*** Data records
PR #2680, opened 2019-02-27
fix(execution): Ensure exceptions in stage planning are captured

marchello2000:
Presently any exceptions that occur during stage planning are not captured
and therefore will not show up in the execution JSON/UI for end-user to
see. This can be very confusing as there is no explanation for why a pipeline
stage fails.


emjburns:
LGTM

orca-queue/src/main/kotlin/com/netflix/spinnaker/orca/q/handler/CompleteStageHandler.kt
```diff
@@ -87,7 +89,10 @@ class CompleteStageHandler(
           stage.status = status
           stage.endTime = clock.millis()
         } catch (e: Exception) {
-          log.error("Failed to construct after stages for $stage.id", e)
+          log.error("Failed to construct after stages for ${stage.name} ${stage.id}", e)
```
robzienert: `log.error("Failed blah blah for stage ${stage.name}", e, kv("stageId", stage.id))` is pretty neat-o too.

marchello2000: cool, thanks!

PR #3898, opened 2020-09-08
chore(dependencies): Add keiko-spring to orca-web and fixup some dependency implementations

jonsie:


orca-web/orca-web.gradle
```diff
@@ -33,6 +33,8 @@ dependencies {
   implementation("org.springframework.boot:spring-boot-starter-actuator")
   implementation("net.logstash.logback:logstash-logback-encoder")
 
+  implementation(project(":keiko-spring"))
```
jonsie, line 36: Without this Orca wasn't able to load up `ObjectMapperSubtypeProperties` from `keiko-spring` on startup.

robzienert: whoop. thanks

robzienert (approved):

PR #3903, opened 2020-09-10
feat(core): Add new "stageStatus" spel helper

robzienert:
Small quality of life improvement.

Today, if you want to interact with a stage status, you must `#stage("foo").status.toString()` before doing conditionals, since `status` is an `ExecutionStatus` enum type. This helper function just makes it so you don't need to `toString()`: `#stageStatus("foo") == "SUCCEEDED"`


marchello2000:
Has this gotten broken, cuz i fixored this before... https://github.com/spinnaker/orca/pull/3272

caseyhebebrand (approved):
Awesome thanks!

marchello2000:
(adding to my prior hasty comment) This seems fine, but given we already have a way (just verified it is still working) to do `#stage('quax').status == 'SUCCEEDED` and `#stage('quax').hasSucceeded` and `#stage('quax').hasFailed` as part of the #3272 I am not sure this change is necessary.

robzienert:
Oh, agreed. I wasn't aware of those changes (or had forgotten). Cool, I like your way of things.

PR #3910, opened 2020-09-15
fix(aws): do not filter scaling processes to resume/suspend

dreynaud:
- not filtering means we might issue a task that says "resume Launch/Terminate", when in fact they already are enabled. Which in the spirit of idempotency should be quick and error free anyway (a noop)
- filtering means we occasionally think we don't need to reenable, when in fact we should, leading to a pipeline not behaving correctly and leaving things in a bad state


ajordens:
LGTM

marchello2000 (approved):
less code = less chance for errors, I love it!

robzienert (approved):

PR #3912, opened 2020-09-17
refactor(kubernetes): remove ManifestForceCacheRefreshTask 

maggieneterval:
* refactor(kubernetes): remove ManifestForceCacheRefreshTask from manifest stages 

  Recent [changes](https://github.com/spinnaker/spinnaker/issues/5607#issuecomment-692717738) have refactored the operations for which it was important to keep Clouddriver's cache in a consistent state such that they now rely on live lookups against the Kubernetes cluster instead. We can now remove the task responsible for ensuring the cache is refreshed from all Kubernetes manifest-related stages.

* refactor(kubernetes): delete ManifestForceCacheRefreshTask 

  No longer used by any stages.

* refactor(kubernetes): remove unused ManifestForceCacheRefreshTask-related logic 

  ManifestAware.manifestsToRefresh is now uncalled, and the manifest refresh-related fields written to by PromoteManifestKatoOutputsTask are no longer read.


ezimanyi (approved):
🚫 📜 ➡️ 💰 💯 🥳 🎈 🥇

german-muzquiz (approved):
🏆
******
> **What you have to do**
Say, as a bare number, how many lines in the entries above include the string "when".

> **Problem solution**
2